§ WHAT IS NEEDED: Return all lines in the data where the string "shortened" can be found.
Segment Start: RECORDS
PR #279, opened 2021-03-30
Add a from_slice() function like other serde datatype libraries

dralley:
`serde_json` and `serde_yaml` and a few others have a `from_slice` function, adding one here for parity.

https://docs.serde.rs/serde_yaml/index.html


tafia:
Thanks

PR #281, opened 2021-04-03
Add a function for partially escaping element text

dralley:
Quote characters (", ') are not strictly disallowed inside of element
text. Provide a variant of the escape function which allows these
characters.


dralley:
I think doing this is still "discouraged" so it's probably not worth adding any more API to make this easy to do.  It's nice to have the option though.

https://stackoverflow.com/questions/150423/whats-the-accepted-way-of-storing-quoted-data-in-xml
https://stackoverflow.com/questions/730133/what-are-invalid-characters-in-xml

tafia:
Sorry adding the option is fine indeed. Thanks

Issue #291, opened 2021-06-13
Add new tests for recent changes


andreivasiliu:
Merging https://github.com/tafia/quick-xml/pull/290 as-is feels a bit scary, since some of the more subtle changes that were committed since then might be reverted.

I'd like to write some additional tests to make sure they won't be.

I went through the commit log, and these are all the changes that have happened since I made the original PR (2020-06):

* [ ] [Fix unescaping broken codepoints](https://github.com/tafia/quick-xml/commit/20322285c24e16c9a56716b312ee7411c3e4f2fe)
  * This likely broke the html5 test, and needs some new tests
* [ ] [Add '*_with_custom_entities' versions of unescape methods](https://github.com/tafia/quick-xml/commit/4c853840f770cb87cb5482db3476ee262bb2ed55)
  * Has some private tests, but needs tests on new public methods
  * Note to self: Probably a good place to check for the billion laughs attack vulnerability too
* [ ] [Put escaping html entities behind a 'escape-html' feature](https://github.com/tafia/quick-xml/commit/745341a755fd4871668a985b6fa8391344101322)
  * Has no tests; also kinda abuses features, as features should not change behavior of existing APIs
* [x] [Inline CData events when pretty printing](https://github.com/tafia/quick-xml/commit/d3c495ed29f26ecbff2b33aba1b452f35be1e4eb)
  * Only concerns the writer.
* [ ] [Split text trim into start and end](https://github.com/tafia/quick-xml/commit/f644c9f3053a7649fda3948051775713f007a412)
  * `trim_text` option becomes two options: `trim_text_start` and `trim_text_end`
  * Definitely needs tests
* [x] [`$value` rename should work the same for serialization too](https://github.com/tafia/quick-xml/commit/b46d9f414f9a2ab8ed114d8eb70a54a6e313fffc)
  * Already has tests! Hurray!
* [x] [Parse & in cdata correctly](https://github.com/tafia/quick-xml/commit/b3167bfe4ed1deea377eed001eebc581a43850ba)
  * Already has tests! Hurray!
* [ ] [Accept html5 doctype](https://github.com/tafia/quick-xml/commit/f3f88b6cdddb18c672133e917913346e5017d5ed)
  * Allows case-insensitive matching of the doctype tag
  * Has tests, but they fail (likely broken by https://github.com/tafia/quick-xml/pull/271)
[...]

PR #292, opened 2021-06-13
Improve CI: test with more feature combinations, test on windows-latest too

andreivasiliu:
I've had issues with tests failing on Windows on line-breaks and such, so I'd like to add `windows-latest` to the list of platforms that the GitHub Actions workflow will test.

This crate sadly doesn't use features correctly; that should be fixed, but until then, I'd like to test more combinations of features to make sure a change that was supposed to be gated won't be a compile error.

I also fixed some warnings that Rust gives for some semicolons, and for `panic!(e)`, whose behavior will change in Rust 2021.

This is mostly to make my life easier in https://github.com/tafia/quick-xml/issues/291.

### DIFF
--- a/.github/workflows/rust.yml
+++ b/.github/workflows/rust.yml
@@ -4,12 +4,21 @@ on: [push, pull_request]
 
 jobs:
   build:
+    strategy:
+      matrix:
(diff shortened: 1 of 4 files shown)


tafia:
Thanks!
Segment End: RECORDS
Segment Start: RECORDS
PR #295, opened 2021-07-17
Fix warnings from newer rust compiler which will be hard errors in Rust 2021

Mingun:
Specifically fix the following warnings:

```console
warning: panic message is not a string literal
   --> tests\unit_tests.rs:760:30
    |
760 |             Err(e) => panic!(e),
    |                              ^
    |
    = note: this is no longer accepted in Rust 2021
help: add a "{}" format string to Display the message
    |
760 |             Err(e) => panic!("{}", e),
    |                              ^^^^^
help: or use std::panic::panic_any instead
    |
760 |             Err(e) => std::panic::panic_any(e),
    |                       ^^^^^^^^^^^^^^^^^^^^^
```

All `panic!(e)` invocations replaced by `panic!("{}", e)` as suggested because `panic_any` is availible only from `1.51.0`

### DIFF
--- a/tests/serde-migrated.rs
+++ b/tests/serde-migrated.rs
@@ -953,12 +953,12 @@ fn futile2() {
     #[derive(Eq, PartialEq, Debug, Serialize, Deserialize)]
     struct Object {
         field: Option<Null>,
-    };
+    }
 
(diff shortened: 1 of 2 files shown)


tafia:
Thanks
Segment End: RECORDS
Segment Start: RECORDS
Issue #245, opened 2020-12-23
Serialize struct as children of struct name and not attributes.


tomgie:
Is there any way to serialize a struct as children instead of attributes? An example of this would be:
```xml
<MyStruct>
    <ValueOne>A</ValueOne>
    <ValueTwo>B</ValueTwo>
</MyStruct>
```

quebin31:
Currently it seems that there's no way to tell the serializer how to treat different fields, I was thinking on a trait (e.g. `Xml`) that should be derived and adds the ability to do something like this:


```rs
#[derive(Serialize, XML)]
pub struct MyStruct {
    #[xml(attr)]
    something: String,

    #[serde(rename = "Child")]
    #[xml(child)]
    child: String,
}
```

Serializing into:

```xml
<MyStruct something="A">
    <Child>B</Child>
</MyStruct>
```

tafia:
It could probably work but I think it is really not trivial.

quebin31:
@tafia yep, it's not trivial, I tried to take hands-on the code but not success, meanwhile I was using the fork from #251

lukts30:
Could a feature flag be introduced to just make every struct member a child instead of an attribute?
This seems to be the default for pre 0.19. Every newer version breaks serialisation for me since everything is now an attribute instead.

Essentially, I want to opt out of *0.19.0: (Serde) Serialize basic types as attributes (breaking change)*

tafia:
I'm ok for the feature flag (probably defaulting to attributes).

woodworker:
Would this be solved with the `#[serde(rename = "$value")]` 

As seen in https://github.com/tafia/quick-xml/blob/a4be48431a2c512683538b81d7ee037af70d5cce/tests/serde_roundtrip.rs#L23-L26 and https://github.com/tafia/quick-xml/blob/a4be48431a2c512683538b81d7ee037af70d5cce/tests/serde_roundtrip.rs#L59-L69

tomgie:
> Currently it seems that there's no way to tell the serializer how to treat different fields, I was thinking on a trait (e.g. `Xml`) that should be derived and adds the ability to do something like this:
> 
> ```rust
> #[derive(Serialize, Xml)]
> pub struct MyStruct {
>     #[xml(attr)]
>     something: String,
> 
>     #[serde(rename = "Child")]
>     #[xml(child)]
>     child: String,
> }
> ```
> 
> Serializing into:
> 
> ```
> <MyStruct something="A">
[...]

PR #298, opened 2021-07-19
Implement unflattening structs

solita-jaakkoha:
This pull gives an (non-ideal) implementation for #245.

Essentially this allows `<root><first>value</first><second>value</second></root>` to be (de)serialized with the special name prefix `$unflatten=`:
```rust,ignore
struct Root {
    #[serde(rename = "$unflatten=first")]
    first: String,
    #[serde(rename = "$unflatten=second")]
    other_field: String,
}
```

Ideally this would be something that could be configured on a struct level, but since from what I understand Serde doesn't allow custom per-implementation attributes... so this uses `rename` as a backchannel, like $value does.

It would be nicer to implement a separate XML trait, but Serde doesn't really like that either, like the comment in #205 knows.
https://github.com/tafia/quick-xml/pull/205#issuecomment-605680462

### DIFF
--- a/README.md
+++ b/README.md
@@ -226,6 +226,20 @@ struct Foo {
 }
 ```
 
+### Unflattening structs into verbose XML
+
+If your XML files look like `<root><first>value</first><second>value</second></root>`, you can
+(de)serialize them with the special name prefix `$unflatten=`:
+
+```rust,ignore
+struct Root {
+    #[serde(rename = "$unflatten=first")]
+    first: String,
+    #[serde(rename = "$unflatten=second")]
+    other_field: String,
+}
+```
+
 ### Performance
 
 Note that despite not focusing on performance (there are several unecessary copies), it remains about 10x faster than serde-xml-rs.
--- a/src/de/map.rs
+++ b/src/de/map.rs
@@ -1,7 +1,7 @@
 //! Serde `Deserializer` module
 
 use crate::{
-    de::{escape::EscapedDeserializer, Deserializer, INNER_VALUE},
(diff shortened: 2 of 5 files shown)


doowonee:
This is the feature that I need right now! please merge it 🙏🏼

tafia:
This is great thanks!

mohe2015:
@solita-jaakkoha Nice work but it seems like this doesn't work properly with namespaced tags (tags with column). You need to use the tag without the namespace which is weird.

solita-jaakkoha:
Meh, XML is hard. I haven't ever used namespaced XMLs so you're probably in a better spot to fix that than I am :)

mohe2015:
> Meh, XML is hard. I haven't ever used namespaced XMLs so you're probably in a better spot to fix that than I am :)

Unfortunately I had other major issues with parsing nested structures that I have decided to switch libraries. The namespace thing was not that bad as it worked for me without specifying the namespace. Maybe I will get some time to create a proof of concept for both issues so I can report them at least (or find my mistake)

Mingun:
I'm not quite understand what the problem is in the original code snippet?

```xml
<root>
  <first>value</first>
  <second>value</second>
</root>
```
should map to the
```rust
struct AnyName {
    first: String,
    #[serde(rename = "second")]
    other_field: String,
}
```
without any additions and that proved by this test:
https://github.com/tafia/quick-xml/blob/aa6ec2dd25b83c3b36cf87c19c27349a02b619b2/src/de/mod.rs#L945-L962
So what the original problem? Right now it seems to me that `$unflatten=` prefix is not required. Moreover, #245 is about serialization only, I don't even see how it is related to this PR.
Segment End: RECORDS
§ RESULT OF THE EXERCISE:
(diff shortened: 1 of 4 files shown)
(diff shortened: 1 of 2 files shown)
(diff shortened: 2 of 5 files shown)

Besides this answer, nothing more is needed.